The West Chicago City Council took steps Monday to smooth what has been a rocky road for supporters of a proposed Educare early childhood facility in the city.
The council voted 13-0 in favor of allowing the city to sell land for the state-of-the-art early childhood center to West Chicago Elementary District 33.
The cost of the site at Forest Avenue and Pearl Street, next to Pioneer Park, is $230,000.
City Administrator Michael Guttman said the council agreed the school district also must pay $143,000 upfront for improvements around the site, including streets, sidewalks and parkway trees.
The council's vote overturns a July recommendation by the city's plan commission to reject requests for a special-use permit and to rezone the site.
"This was a major hurdle and I'm very confident we are going to make this happen," District 33 Superintendent Ed Leman said.
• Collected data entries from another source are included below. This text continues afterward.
PR #757, opened 2018-02-16
Add most recent connection task data to a source. Closes #610.

### LINKED ISSUE #610: Add latest connection scan reference to source
## Specify type:
- Enhancement

## Description:
UI requires information related to a source's most recent connection scan (if one exists).

Source view should be updated (for list & retrieve) to obtain the most recent connection scan.

Swagger documentation should be updated for `SourceOut` to include an object property `connection` with the following information: `id, start time, end time, status, success_systems, failed_systems`

If no connection scan is found this property will be omitted.
________
Related to issue #https://github.com/quipucords/quipucords/issues/607

chambridge:
FYI
@quipucords/ux-ui

### DIFF
--- a/quipucords/api/source/tests_source.py
+++ b/quipucords/api/source/tests_source.py
@@ -11,12 +11,15 @@
 """Test the API application."""
 
 import json
+from datetime import datetime
 from unittest.mock import patch
 from django.test import TestCase
 from django.core.urlresolvers import reverse
 from rest_framework import status
-from api.models import Credential, Source
+from api.models import (Credential, Source, ScanTask, ScanJob)
 import api.messages as messages
+from api.source.view import format_source
+from api.serializers import SourceSerializer
 
 
 def dummy_start():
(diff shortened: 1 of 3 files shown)


quipucords/api/source/tests_source.py
```diff
@@ -118,6 +121,50 @@ def create_expect_400_with_query(self,
...
+    def test_format_source(self):
+        """Test the format source method."""
+        start = datetime.now()
+        source = Source(
+            name='source1',
+            source_type='network',
+            port=22)
+        source.save()
+        end = datetime.now()
+        scan_task = ScanTask(source=source,
```
kholdaway: You should use https://github.com/quipucords/quipucords/blob/master/quipucords/scanner/test_util.py#L23 to create a test job/task.  There are a lot of dependencies now in the code for state.

quipucords/api/source/view.py
```diff
@@ -39,12 +39,44 @@ def expand_credential(json_source):
...
+    :param json_source: JSON source data from serializer
+    :returns: JSON data
+    """
+    json_source = expand_credential(json_source)
+    source_id = json_source.get('id')
+
+    scan_task_qs = ScanTask.objects.filter(
+        source__id=source_id,
+        scan_type=ScanTask.SCAN_TYPE_CONNECT)
+    if scan_task_qs:
```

Educare of West DuPage will serve 150 children in District 33 who are at risk of having academic difficulty when they reach school age. That includes some children of teen parents, from households that do not speak English, or who live in poverty.
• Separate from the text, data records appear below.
PR #761, opened 2018-02-17
UI: Use getUser and logout API services

jeff-phillips-18:
Updates issue #690


client/package.json
```diff
@@ -28,6 +28,7 @@
     "build:ui": "run-s build:css build:js",
     "build:asset-deps": "mkdir -p public/assets/rcue && cp -R node_modules/rcue/dist/* public/assets/rcue",
     "build:asset-images": "mkdir -p public/assets/images && cp -R src/styles/images/* public/assets/images",
+    "build:asset-css": "npm run build:css && mkdir -p public/assets/css && cp -R src/styles/css/* public/assets/css",
```
jeff-phillips-18: This does cause the css to get built twice, once or the the build:ui and once here for build:assets-css. Not sure the best way around this since build:js does the copy from build to public so the public/asses/css must be done before that. build:ui should build all the local ui stuff (including css) but build:assets should build the complete set of assets.

cdcabrera: Gotcha. Had been looking at integrating the CSS/SCSS/LESS into the Create React App setup (using imports on JS files). That would definitely affect this, possibly making it so the ```build:ui``` has to run since CSS and JS would be integrated. 

I think what you have is good for this round, and it gets us thinking about what needs to take place, next round. 

From what I can gather all we really need is a link to the CSS and possibly images from the Django side. We could keep it simple and manually link those resources once the build gets checked in. Or the slightly more complicated opposite end approach... and we could look at integrating the Django templates into our side under the public directory. So instead those get copied over. They wouldn't necessarily run on our side, but we could use the Create React App to fill in the paths for us... if it writes them out as strings.

quipucords/quipucords/templates/registration/logged_out.html
```diff
@@ -1,10 +1,70 @@
...
 
+{% load static %}
+
+{% block includes %}
+<link rel="stylesheet" href="{% static '/assets/rcue/css/rcue.css' %}">
+<link rel="stylesheet" href="{% static '/assets/rcue/css/rcue-additions.css' %}">
+<link rel="stylesheet" href="{% static '/assets/css/entitlements.css' %}">
+{% endblock %}
+
 {% block page-title %}
```
cdcabrera: Quick fix ```{% block pagetitle %}```

quipucords/quipucords/templates/registration/logged_out.html
```diff
@@ -1,10 +1,70 @@
...
 Red Hat Entitlements Reporting
 {% endblock %}
 
+{% block logo %}
```
cdcabrera: Quick fix ```{% block pagelogo %}```

quipucords/quipucords/templates/registration/logged_out.html
jeff-phillips-18: Thanks. Fixed.

quipucords/quipucords/templates/registration/logged_out.html
jeff-phillips-18: Thanks. Fixed.

client/package.json
```diff
@@ -46,6 +47,7 @@
     "axios": "^0.17.1",
     "bootstrap": "^3.3.7",
     "js-cookie": "^2.2.0",
+    "moment": "^2.20.1",
```
cdcabrera: I see moment implemented, but not used anywhere?

client/src/components/app.js
```diff
@@ -61,60 +58,45 @@ class App extends React.Component {
...
+        <EmptyState className="full-page-blank-slate">
           <Alert type="error">
             <span>Login error: {session.errorMessage}</span>
           </Alert>
         </EmptyState>
       );
     }
 
-    if (session.pending || !session.fulfilled) {
+    if (session.pending || !session.fulfilled || (!session.loggedIn && !session.wasLoggedIn)) {
```
cdcabrera: Optional: looks like Prettier was trying to run on this page, didn't complete its task. 

Was going to ask, we can look at expanding the column width to 100 or 120, right now prettier has a default for 80 columns, you be up for it if we increased it?

client/src/services/userService.js
```diff
@@ -1,11 +1,12 @@
+import axios from 'axios';
 import cookies from 'js-cookie';
+import { helpers } from '../common/helpers';
 
 class UserService {
   static authorizeUser() {
-    // ToDo: ReEvaluate placement of this spoof for auth. Also consider using a helper function.
-    if (process.env.REACT_APP_ENV === 'development') {
+    // ToDo: ReEvaluate placement of this spoof for auth
+    if (helpers.DEV_MODE) {
```
cdcabrera: I'm having trouble finding this in helpers?

client/package.json
jeff-phillips-18: soon... it will be used in sources to show most recent scan. I can remove for now and add back if you like.

client/src/components/app.js
jeff-phillips-18: totally up for it!

client/src/services/userService.js
jeff-phillips-18: bah... also coming soon. Multi-tasking.... will fix.

client/package.json
cdcabrera: That works, lets go for it

client/src/services/userService.js
```diff
@@ -22,37 +22,23 @@ class UserService {
...
-      response =>
-        new Promise(resolve => {
-          resolve({
-            userName: arr[Math.floor(Math.random() * arr.length)]
-          });
-        })
-    );
+    return axios({
+      method: 'get',
+      url: `${process.env.REACT_APP_USER_SERVICE}current/`,
```
cdcabrera: Optional: Didn't catch these before, and we can iterate on it... but the full url, probably needs to be placed in the ```dotenv``` files

client/src/services/userService.js
```diff
@@ -22,37 +22,23 @@ class UserService {
...
-          }
-
-          throw new Error(
-            `Error logging out, token doesn't exist for ${response.userName}.`
-          );
-        })
-    );
+    return axios({
+      method: 'put',
+      url: `${process.env.REACT_APP_USER_SERVICE}logout/`,
```
cdcabrera: Optional: Same comment about moving this to the ```dotenv``` files

quipucords/client/assets/css/entitlements.css
```diff
@@ -0,0 +1,251 @@
+/**
```
cdcabrera: Looks like additional files have been added under ```quipucords/client/*``` that should probably be removed if we're aiming for an on-the-fly type of product compile... #764 ... though this particular file does align partially with that concept because of the login templates. I'm partial to removing these files since they'll be updated as we update the UI build

jeff-phillips-18:
Fixed the paths to be in the `dotenv` files.
Removed the mistakenly added files.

The West Chicago site also faced delays last spring, after organizers scrapped plans to open Educare on a vacant lot owned by District 33 just north of Indian Knoll School.
Officials said that area is in unincorporated DuPage County and neighbors worried Educare's septic system and well plans would adversely affect their neighborhood.
Educare also faced some fundraising delays last spring; the West Chicago site largely will be financed with private dollars. Leman said those issues are settled and current donors include the DuPage-based Gustafson Family Foundation, as well as the Pritzker, Buffet and McCormick foundations.
Dist. 33's investment is limited to the cost of the land, improvements and ongoing building maintenance.
Now that the site is settled - and Educare officials were able to soothe the city council's concerns about traffic, security and lighting - Educare of West DuPage will pay to build the $10 million school and run the program.
Organizers say they hope to break ground on the 24,000-square-foot building in early September and the school is on schedule to open in August 2011.
"I think the council members used a very methodical approach," Leman said. "And while I am happy their decision was in favor of Educare, if it had not been, I feel this council would have made that decision based on information and data."